Sorting Data
Sorting data is a fundamental operation in data analysis, enabling you to organize rows or columns based on specific criteria. Pandas provides the sort_values()
and sort_index()
methods for sorting DataFrames and Series. This tutorial explores how to sort data effectively using these methods.
Sorting by Column
To sort rows based on the values in a specific column, use the sort_values()
method. By default, it sorts in ascending order. Here’s an example:
import pandas as pd
# Create a sample DataFrame
data = {
"Name": ["Karthick", "Durai", "Praveen", "Naveen"],
"Age": [25, 30, 22, 28],
"City": ["Chennai", "Coimbatore", "Madurai", "Trichy"]
}
df = pd.DataFrame(data)
# Sort by Age in ascending order
sorted_df = df.sort_values(by="Age")
print(sorted_df)
Output
Name | Age | City |
---|---|---|
Praveen | 22 | Madurai |
Karthick | 25 | Chennai |
Naveen | 28 | Trichy |
Durai | 30 | Coimbatore |
Explanation: The sort_values(by="Age")
method sorts the rows based on the Age
column in ascending order.
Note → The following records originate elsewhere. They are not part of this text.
PR #2267, opened 2020-12-23
raidboss: update e12n rapturous reach ids

quisquous:


JLGarber (approved):
That looks right. Sorry I didn't catch it the first pass!

PR #2270, opened 2020-12-23
github: run lint workflow on lint rule changes

quisquous:


.github/workflows/javascript-lint.yml
```diff
@@ -4,12 +4,18 @@ on:
   push:
     paths:
       - '**/*.js'
+      - '**/*.cjs'
+      - '**/*.mjs'
       - '**/*.json'
+      - 'eslint/'
```
panicstevenson, line 10: Feels redundant? Only .json and .js files in there?

quisquous: Thanks, good point!

PR #2271, opened 2020-12-23
eslint: Replace --rulesdir with rulesdir plugin

quisquous:
This is a followup to #2066 to fix the programmatic use of eslint in `util/gen_coverage_report.js` that is breaking here: https://github.com/quisquous/cactbot/runs/1602596519


quisquous:
Other options including using `npm` to install a local directory into `node_modules`, but that also means that you have to run `npm install` any time anything in that local directory changes.  There's also `npm link`, but can't symlink on Windows.  So, this seemed like the least worst approach.

panicstevenson (approved):
It feels like this all might need a mild revisit when we do TypeScript stuff, so it feels like this is all very reasonable for now

quisquous:
> It feels like this all might need a mild revisit when we do TypeScript stuff, so it feels like this is all very reasonable for now

Oh, interesting.  I'd be curious what you're thinking of here.

PR #2272, opened 2020-12-23
eslint: lint all the things

quisquous:


webpack/webpack.config.cjs
```diff
@@ -1,5 +1,3 @@
-'use strict';
```
panicstevenson, line 1: Are these fine to just go away? I thought they wanted to be here, but I admittedly have no idea what strict mode does.

quisquous: No, I think you're correct.  I think cjs files all need use strict in them, but I cannot seem to convince eslint that these are commonjs modules.

quisquous: As per https://eslint.org/docs/rules/strict#rule-details, if `'sourceType': 'module'` is set, then the strict mode rule is ignored.

quisquous: OK found some override options!!

PR #2288, opened 2020-12-24
Raidboss: add missing ja translation in e10s

MaikoTan:


quisquous:
Ohmygosh, thanks for all of these translations!!!

MaikoTan:
I wrote a new eslint rule to find out where lacks specified translations, and call it from vscode tasks.


I think this is personized that everyone needs different options, so I didn't upload it.

PR #2289, opened 2020-12-24
ci: add problem matcher for eslint

MaikoTan:
image

### DIFF
--- a/.github/matchers/eslint.json
+++ b/.github/matchers/eslint.json
@@ -1,0 +1,22 @@
+{
+  "problemMatcher": [
+    {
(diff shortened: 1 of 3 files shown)


quisquous:
I think this is built in to github's problem matchers by default, and doesn't need to be specified separately.

test here: https://github.com/quisquous/cactbot/commit/4e6fa61bf6cce71761bcdaaec0b2d28e9d7a70e5

MaikoTan:
Oh I got it, it is automatically added by setup-node step, sorry for redundant (TдT)

PR #2292, opened 2020-12-24
Add method to register overlays with external URL. Add ZeffUI

Zeffuro:
Had to add new method to allow overlays with external URLs.
Hope that's okay.

### DIFF
--- a/plugin/CactbotEventSource/CactbotEventSource.cs
+++ b/plugin/CactbotEventSource/CactbotEventSource.cs
@@ -628,7 +628,7 @@ namespace Cactbot {
     {
         Registry.RegisterOverlayPreset(new OverlayPreset
         {
-            Name = $"Cactbot External {name}",
+            Name = $"{name}",
             Url = url,
             Size = new int[] { width, height },
             Locked = locked,
--- a/plugin/CactbotEventSource/CactbotEventSource.cs
+++ b/plugin/CactbotEventSource/CactbotEventSource.cs
@@ -624,14 +624,14 @@ namespace Cactbot {
       });
     }
 
-    private void RegisterExternalPreset(string name, string url, int width, int height, bool locked)
+    private void RegisterExternalPreset(string name, string url, int width, int height)
     {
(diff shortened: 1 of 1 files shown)


plugin/CactbotEventSource/CactbotEventSource.cs
```diff
@@ -624,6 +624,17 @@ struct OverlayPreset : IOverlayPreset {
       });
     }
 
+    private void RegisterExternalPreset(string name, string url, int width, int height, bool locked)
+    {
+        Registry.RegisterOverlayPreset(new OverlayPreset
+        {
+            Name = $"Cactbot External {name}",
```
quisquous, line 631:
```suggestion
            Name = $"{name}",
```

I think it'd be fine to just call this `ZeffUI`.  I think calling it a cactbot anything will likely be more confusing to users than just calling it what it is.  I think I'm just looking towards the future where there's not a cactbot plugin, and so this would be `ZeffUI` in a world where you could just add this to OverlayPlugin directly.

plugin/CactbotEventSource/CactbotEventSource.cs
```diff
@@ -624,6 +624,17 @@ struct OverlayPreset : IOverlayPreset {
...
+            Url = url,
+            Size = new int[] { width, height },
+            Locked = locked,
```
quisquous, line 634: I think this should probably just be `Locked = false` (with no function param) like the other ones until there's an example that needs it.

Zeffuro: That's fair, I'm kinda used to leaving things open as an option but I get it.

Zeffuro:
Made the suggested changes!

plugin/CactbotEventSource/CactbotEventSource.cs
Zeffuro: Yeah that's fine. Make sure to let me know when OverlayPlugin is far enough along for me to switch over :)

quisquous:
Thanks!

PR #2293, opened 2020-12-24
webpack: share raidboss/oopsy data across entries

quisquous:
Requires upgrading to webpack 5.0.0+ to support the `dependsOn` field / more complex `entry` field types.  Upgraded to latest because why not.


panicstevenson (approved):

quisquous:
Sorry, I thought I tested this better, but whoops.  I kept the webpack upgrade and reverted the sharing in 232715fd31bb41bb22923abbced7928461433412.

I wonder if this is a case where we need to have everything in webpack or if I am just holding it wrong.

By default, the sorting is stable, retaining the order of equal values.
Sorting in Descending Order
To sort in descending order, set the ascending
parameter to False
. Here’s an example:
# Sort by Age in descending order
sorted_df = df.sort_values(by="Age", ascending=False)
print(sorted_df)
Output
Name | Age | City |
---|---|---|
Durai | 30 | Coimbatore |
Naveen | 28 | Trichy |
Karthick | 25 | Chennai |
Praveen | 22 | Madurai |
Explanation: The ascending=False
parameter sorts the rows in descending order based on the Age
column.
Sorting by Index
To sort rows based on their index, use the sort_index()
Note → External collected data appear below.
PR #2296, opened 2020-12-25
other: add python-related settings of vscode

MaikoTan:
For consistency.
Use `Black` as formator, `pylint` as linter.

### DIFF
--- a/.vscode/settings.json
+++ b/.vscode/settings.json
@@ -1,4 +1,10 @@
 {
+  "eslint.options": {
+    "rulePaths": [
+      "./eslint"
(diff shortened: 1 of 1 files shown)


.vscode/settings.json
```diff
@@ -1,4 +1,10 @@
 {
+  "eslint.options": {
+    "rulePaths": [
+      "./eslint"
+    ]
+  },
```
quisquous, line 6: I think this shouldn't be needed.  I changed this to be done through a plugin instead so that it would work without options.

PR #2299, opened 2020-12-26
jobs: make space for BLM's Xeno counter resource box

Jessidhia:
The #right-side-icons are being pulled back behind the resource box as BLM is being treated as having 0 boxes on the right side.

Before: 
image

After: 
image


quisquous:
Thank you for the bug report plus fix! Super appreciated.

PR #2301, opened 2020-12-26
docs: Korean translation with some old contents update

Jaehyuk-Lee:
Translating to Korean is on progress, I have some concerns with old contents with readme.

## obvious changes
1. `utils` directory is changed to `util`
1. "curse" is changed to "curseforge", changed link for BigWigs Bossmods.
1. timeline and trigger uses same directory, so I've put them together.

## about [readme.md#building from source](https://github.com/quisquous/cactbot/blob/main/README.md#building-from-source) paragraph
After [v0.20.0](https://github.com/quisquous/cactbot/releases/tag/v0.20.0), building step is added.
Need to run `npm run build` for building `dist` folder. Prior to this, we need `node.js` install and `npm install`.
So, we should separate building `dll` file and building `dist/*.js` file.
I can write about building `dist/*.js` files but I think it'll be look like translationese, I think it would be better to be written by native English speaker.

Also, I've written new sentences about timeline and trigger file locations, please review them. readme.md line 271

### DIFF
--- a/README.md
+++ b/README.md
@@ -185,7 +185,7 @@ To install dependencies there are 2 methods: **per script** and **manually**
 ### Dependencies: Script Method
 
 1. `curl` MUST be installed (this is used to download dependencies)
-1. Execute the `./utils/fetch_deps.py` script
+1. Execute the `./util/fetch_deps.py` script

method. This is useful for resetting row order after operations. Here’s an example:
# Sort by index
df_sorted_by_index = df.sort_index()
print(df_sorted_by_index)
Output
Name | Age | City |
---|---|---|
Karthick | 25 | Chennai |
Durai | 30 | Coimbatore |
Praveen | 22 | Madurai |
Naveen | 28 | Trichy |
Explanation: The sort_index()
method sorts the rows by their index values. This is helpful for reordering rows after transformations.
Key Takeaways
- Sort by Column: Use
sort_values()
to sort rows based on column values. - Descending Order: Set
ascending=False
to sort in descending order. - Sort by Index: Use
sort_index()
to reorder rows based on their index values. - Efficiency: Sorting helps organize data for better analysis and presentation.